Stored data entries:
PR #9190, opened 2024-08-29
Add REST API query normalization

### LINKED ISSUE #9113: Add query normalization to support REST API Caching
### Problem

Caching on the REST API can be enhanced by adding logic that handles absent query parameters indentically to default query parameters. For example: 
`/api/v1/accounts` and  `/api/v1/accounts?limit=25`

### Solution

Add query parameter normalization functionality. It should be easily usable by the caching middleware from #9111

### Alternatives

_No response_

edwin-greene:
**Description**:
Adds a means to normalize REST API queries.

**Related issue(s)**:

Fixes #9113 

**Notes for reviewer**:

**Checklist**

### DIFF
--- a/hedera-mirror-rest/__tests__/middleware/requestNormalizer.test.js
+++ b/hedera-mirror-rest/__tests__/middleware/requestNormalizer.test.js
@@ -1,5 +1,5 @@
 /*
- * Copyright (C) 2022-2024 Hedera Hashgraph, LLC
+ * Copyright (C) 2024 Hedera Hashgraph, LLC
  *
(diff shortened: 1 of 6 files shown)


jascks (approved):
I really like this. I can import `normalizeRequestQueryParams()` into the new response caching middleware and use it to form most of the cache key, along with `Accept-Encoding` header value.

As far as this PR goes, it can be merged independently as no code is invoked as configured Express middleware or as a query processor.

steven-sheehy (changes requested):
---
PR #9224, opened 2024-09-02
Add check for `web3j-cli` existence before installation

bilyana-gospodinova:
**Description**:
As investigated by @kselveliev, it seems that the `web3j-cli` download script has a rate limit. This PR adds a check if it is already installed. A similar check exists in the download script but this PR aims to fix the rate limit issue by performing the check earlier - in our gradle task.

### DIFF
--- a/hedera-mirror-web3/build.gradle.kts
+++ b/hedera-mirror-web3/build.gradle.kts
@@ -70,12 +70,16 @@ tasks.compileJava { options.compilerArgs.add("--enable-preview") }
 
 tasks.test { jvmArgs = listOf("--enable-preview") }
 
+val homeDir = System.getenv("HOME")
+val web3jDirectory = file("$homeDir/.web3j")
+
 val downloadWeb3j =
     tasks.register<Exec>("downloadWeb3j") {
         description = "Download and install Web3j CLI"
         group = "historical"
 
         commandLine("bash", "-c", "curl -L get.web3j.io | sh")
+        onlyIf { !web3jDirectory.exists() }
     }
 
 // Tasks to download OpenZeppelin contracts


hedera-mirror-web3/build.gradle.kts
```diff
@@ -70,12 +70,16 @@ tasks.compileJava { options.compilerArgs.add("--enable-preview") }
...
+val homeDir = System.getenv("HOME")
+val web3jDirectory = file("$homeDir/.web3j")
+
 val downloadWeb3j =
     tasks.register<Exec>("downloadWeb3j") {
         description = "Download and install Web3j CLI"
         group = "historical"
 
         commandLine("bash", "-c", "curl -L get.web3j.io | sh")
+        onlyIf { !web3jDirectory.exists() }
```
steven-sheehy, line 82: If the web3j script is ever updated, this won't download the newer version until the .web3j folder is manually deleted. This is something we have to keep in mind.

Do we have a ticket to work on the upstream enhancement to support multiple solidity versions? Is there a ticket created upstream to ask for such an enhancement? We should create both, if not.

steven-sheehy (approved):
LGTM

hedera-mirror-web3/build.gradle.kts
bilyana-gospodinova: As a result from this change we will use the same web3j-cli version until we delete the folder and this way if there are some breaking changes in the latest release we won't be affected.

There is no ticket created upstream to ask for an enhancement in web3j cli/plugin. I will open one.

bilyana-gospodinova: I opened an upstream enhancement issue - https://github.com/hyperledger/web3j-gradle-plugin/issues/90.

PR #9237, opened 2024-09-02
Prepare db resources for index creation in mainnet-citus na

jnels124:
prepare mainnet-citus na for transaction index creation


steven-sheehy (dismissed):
==
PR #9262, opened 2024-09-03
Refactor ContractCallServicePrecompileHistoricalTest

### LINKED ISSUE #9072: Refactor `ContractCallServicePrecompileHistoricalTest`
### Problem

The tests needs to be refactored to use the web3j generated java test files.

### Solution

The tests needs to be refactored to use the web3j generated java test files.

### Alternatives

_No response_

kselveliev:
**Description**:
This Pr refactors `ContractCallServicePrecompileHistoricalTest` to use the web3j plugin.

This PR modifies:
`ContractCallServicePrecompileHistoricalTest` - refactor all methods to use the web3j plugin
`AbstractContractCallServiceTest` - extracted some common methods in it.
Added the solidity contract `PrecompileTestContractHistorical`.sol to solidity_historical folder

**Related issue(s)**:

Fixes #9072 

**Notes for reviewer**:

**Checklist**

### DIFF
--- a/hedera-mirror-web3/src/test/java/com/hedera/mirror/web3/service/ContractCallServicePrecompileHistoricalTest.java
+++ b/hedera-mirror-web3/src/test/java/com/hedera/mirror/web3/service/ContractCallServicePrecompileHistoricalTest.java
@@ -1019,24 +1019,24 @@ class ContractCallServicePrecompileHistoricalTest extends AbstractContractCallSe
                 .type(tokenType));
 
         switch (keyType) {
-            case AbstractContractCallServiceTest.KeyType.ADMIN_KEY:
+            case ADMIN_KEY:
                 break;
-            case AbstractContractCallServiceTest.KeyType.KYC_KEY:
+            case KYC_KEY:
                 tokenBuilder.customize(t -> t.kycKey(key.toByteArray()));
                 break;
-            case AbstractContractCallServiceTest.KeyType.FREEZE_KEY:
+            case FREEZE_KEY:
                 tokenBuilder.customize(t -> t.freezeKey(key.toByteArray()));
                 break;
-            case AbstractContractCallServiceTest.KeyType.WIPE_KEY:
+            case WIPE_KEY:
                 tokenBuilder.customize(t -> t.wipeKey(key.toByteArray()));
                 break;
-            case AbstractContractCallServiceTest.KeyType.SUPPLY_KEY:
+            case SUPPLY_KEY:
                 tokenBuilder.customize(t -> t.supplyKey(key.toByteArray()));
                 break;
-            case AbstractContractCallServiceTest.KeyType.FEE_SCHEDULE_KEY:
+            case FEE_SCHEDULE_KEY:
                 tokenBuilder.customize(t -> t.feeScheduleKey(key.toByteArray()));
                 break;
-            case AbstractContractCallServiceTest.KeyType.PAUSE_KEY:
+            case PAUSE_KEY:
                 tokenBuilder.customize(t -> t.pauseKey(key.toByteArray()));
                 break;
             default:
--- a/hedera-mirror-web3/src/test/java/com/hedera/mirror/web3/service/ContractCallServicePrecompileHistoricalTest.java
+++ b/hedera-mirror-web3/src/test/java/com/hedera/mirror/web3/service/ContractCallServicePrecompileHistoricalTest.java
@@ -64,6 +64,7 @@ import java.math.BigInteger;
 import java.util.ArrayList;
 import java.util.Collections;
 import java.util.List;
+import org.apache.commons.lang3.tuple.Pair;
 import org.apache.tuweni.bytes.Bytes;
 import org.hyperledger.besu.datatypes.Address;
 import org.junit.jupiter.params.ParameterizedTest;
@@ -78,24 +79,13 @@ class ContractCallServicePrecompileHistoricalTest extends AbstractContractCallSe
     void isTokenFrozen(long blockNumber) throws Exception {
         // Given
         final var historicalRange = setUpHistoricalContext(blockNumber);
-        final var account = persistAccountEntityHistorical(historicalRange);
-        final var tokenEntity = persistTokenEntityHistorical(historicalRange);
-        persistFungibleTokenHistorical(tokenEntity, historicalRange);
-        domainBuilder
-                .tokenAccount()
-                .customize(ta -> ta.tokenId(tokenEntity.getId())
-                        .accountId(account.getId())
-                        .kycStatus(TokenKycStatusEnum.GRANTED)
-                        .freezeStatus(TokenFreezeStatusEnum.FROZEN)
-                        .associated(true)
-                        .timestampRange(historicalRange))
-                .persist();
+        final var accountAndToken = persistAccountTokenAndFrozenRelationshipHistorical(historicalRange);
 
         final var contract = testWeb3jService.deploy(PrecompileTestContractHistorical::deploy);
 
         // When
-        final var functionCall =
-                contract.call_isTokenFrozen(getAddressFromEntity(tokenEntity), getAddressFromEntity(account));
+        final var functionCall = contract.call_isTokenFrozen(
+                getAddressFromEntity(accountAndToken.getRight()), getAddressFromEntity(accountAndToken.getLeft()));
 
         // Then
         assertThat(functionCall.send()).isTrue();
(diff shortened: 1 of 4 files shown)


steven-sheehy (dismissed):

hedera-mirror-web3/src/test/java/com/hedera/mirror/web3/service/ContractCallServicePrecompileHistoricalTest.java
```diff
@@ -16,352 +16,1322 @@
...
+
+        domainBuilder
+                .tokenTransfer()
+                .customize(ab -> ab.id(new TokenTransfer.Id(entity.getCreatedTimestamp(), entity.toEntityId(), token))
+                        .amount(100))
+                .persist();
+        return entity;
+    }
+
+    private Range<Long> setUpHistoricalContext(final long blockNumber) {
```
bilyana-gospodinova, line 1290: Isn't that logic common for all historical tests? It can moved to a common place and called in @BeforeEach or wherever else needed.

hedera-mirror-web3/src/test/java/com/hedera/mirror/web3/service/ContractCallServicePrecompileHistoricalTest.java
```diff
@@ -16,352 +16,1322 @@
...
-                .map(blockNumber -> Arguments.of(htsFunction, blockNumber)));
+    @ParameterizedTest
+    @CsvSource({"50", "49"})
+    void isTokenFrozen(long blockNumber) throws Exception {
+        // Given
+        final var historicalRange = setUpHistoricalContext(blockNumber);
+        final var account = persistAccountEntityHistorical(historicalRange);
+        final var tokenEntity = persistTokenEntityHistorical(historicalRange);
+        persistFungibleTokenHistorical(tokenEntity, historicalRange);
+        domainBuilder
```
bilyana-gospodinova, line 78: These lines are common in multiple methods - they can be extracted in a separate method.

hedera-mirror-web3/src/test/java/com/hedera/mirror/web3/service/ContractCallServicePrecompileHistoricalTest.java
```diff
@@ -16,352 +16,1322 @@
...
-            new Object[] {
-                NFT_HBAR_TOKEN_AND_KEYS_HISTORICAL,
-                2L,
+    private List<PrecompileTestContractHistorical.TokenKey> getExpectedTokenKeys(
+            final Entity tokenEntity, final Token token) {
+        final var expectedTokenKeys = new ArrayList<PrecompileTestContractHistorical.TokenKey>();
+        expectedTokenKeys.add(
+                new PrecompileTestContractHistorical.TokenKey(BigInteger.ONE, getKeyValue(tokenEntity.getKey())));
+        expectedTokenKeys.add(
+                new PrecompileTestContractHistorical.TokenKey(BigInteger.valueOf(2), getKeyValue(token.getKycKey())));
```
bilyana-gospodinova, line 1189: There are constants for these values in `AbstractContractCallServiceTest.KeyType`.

→ **EXERCISE DESCRIPTION**: List the lines of the entries that include "shortened".

→ **ANSWER SPACE**:
(diff shortened: 1 of 6 files shown)
(diff shortened: 1 of 4 files shown)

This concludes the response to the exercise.